Речь шла о полотне, высокопарно названном «Конец света». На голубом фоне, испещренном вызывающе яркими полосами и пятнами, появлялись, подобно ассоциации идей, формы пастельных тонов с неясными очертаниями, которые, казалось, исчезали – или возникали? – в шторме, их окружавшем. Сумбур, напоминающий ее саму и к которому я испытывал лишь умеренный интерес. «Вы ее купили, чтобы доставить мне удовольствие, – сказала она, – это неудачный поступок. Я предпочитаю, чтобы вы занимались со мной любовью». Она была права, я тоже предпочел бы именно это. Вероятно, это было единственной причиной, по которой мы нашли друг друга. Даже в такие моменты она обращалась ко мне на «вы», как будто для того, чтобы и здесь тоже сохранять дистанцию между нами. От этого она казалась мне еще более желанной. Голова откинута назад, создавалось впечатление, будто слушала какую-то внутреннюю музыку. Этой музыкой она делилась со мной. Я уступал ее неистовству, и наши тела двигались в полнейшем согласии, которого я не знал ни с одной другой женщиной.
Тем не менее в этот вечер я забыл о ней.
Был с другой… действительно. Которая, возможно, толкнула меня на смертоносное прелюбодеяние и, уже мертвая, угрожала разрушить мою жизнь.
Приступ ненависти поднялся во мне, но тут же прошел. Ненависть возникает только к живым. Лучше позвонить Ребекке, объяснить ей, что произошло. Не оставаться наедине с этой умершей. Я набрал ее номер. Прозвучал сигнал «занято». Чтобы я не звонил, она, должно быть, сняла трубку.
Усталым жестом я положил свою.
Когда я встал, чтобы взять сигарету со стола, мой взгляд упал на пальто и сумочку Ольги, спрятанные за креслом.
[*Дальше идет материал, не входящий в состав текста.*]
Issue #4376, opened 2025-06-17
wasi_nn_tensorflowlite.cpp get_output seems to return the number of float32


yamt:
glancing at the code, wasi_nn_tensorflowlite.cpp seems to return the number of fp32 values via output_tensor_size.
i believe it should return number of bytes.

well, at least for wasi_ephemeral_nn.
i'm not sure what should do for the legacy wamr-specific "wasi_nn" api.
it seems the size of tensor sizes has always been inconsistent for "wasi_nn". cf. https://github.com/bytecodealliance/wasm-micro-runtime/issues/3223

yamt:
https://github.com/bytecodealliance/wasm-micro-runtime/pull/4390 fixed this for wasi_ephemeral_nn.
the legacy abi was left intact for now.

PR #4390, opened 2025-06-19
wasi_nn_tensorflowlite.cpp: fix get_output return size

yamt:
it should be byte size, not the number of (fp32) values.

i'm ambivalent about how to deal with the compatibility for the legacy wamr-specific "wasi_nn". for now, i avoided changing it. (so that existing tests using the legacy abi, namely test_tensorflow.c and test_tensorflow_quantized.c, pass as they are.) if we have any users who still want to use the legacy abi, i suppose they consider the compatibility is more important than the consistency with other backends.

cf. https://github.com/bytecodealliance/wasm-micro-runtime/issues/4376

### DIFF
--- a/core/iwasm/libraries/wasi-nn/src/wasi_nn_tensorflowlite.cpp
+++ b/core/iwasm/libraries/wasi-nn/src/wasi_nn_tensorflowlite.cpp
@@ -389,23 +389,34 @@ get_output(void *tflite_ctx, graph_execution_context ctx, uint32_t index,
         return too_large;
     }
 
-    uint32_t model_tensor_size = 1;
-    for (int i = 0; i < (int)tensor->dims->size; ++i)
-        model_tensor_size *= (uint32_t)tensor->dims->data[i];
-
-    if (*output_tensor_size < model_tensor_size) {
-        NN_ERR_PRINTF("Insufficient memory to copy tensor %d", index);
-        return too_large;
-    }
-
     if (tensor->quantization.type == kTfLiteNoQuantization) {
         NN_DBG_PRINTF("No quantization information");
-        float *ot =
-            tfl_ctx->interpreters[ctx].interpreter->typed_output_tensor<float>(
-                index);
-
-        int size = model_tensor_size * sizeof(float);
-        bh_memcpy_s(output_tensor, size, ot, size);
+#if WASM_ENABLE_WASI_EPHEMERAL_NN != 0
+        if (*output_tensor_size < tensor->bytes) {
+            NN_ERR_PRINTF("Insufficient memory to copy tensor %d", index);
+            return too_large;
+        }
+#else
+        /*
+         * for now, maintain the bug-to-bug compatibility with the old abi,
+         * where the size here is the number of fp32, not bytes.
+         */
+        if (*output_tensor_size < tensor->bytes / sizeof(float)) {
+            NN_ERR_PRINTF("Insufficient memory to copy tensor %d", index);
+            return too_large;
+        }
+#endif
+        bh_memcpy_s(output_tensor, *output_tensor_size, tensor->data.data,
+                    tensor->bytes);
+#if WASM_ENABLE_WASI_EPHEMERAL_NN != 0
+        *output_tensor_size = tensor->bytes;
+#else
+        /*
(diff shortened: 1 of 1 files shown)


yamt:
restrarting [SGX 143](https://github.com/bytecodealliance/wasm-micro-runtime/issues/4363)
https://github.com/bytecodealliance/wasm-micro-runtime/actions/runs/15746783829/job/44384528925?pr=4390

core/iwasm/libraries/wasi-nn/src/wasi_nn_tensorflowlite.cpp
```diff
@@ -414,6 +410,16 @@ get_output(void *tflite_ctx, graph_execution_context ctx, uint32_t index,
             NN_ERR_PRINTF("Quantization per channel is not supported");
             return runtime_error;
         }
+
+        uint32_t model_tensor_size = 1;
+        for (int i = 0; i < (int)tensor->dims->size; ++i)
+            model_tensor_size *= (uint32_t)tensor->dims->data[i];
+
+        if (*output_tensor_size / sizeof(float) < model_tensor_size) {
```
lum1n0us, line 434: based on L439, there should be two checks(for consistency)? like

```c
  if (*output_tensor_size / sizeof(float) < model_tensor_size) {
#else
  if (*output_tensor_size < model_tensor_size) {
#endif 
```

core/iwasm/libraries/wasi-nn/src/wasi_nn_tensorflowlite.cpp
```diff
@@ -389,23 +389,19 @@ get_output(void *tflite_ctx, graph_execution_context ctx, uint32_t index,
...
+        if (*output_tensor_size < tensor->bytes) {
+            NN_ERR_PRINTF("Insufficient memory to copy tensor %d", index);
+            return too_large;
+        }
+        bh_memcpy_s(output_tensor, *output_tensor_size, tensor->data.data,
+                    tensor->bytes);
+#if WASM_ENABLE_WASI_EPHEMERAL_NN != 0
+        *output_tensor_size = tensor->bytes;
+#else
+        *output_tensor_size = tensor->bytes / sizeof(float);
```
lum1n0us, line 418: if `bh_memcpy_s()` actually write `tensor->bytes` bytes, L403 should be `*output_tensor_size = tensor->bytes;`?

yamt: this ifdef block is for compatibility. (for the legacy "wasi_nn", it returns the number of floats)

core/iwasm/libraries/wasi-nn/src/wasi_nn_tensorflowlite.cpp
yamt: yes. i will fix. thank you.

yamt:
> Not familiar with the LLM model, it seems there are assumptions about the format under different tensor->quantization.type.

i'm not quite happy with these assumptions because it makes us incompatible with wasmedge.

> For me, it would be better to add comments to make it easier for readers to follow.

totally agree.

core/iwasm/libraries/wasi-nn/src/wasi_nn_tensorflowlite.cpp
yamt: i added a few comments

core/iwasm/libraries/wasi-nn/src/wasi_nn_tensorflowlite.cpp
yamt: fixed.

core/iwasm/libraries/wasi-nn/src/wasi_nn_tensorflowlite.cpp
lum1n0us: if  `output_tensor_size` is the number of fp32, L394 would be something like `if (*output_tensor_size < tensor->bytes/sizeof(float))` when `WASM_ENABLE_WASI_EPHEMERAL_NN == 0` ?

yamt: right. fixed. thank you.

Я взял сумочку. Кроме двадцати тысяч франков наличными, в ней были документы на машину, водительские права, выданные на ее адрес – авеню Монтеспан, в шестнадцатом округе, ключи, две пудреницы – одна от «Ван Клиф amp; Арпель», другая от Картье, два «Ролекса», а также оправленные в бриллианты наручные часы фирмы «Бом и Мерсье». «Ее слабость – часы», – говорил Шапиро. Действительно, одни только часы «Жагер-Ле-Культр» из розового золота на ее запястье стоили целое состояние. К этому еще добавлялись явно дорогие ожерелье и кольца, украшавшие ее шею и руки. Если это были ее трофеи из ювелирного универмага Бернштейна, то можно было понять раздражение Шапиро. На дне сумочки я также нашел свою ручку «Мон Блан», исчезнувшую несколько недель назад. Ничто из всего этого не объясняло ее смерть. Разочарованный, я подумал, что разумнее было бы известить о случившемся Шапиро.